What you need to do: Restate word for word the line containing "tests/cpp/fwklib/RegionHelper.hpp" and all remaining lines of the entries below.
━━━
PR #203, opened 2018-01-31
 GEODE-4448: Refactors ExpirationAction to enum class.

pivotal-jbarrett:


tests/cpp/fwklib/RegionHelper.hpp
```diff
@@ -85,10 +83,25 @@ class RegionHelper {
     return sString;
   }
 
+  static std::string to_string(ExpirationAction expirationAction) {
```
dgkimura: Yes! I'm glad to see this approach to `to_string(...)` instead of putting it on the class itself.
━━━
Result below:
tests/cpp/fwklib/RegionHelper.hpp
```diff
@@ -85,10 +83,25 @@ class RegionHelper {
     return sString;
   }
 
+  static std::string to_string(ExpirationAction expirationAction) {
```
dgkimura: Yes! I'm glad to see this approach to `to_string(...)` instead of putting it on the class itself.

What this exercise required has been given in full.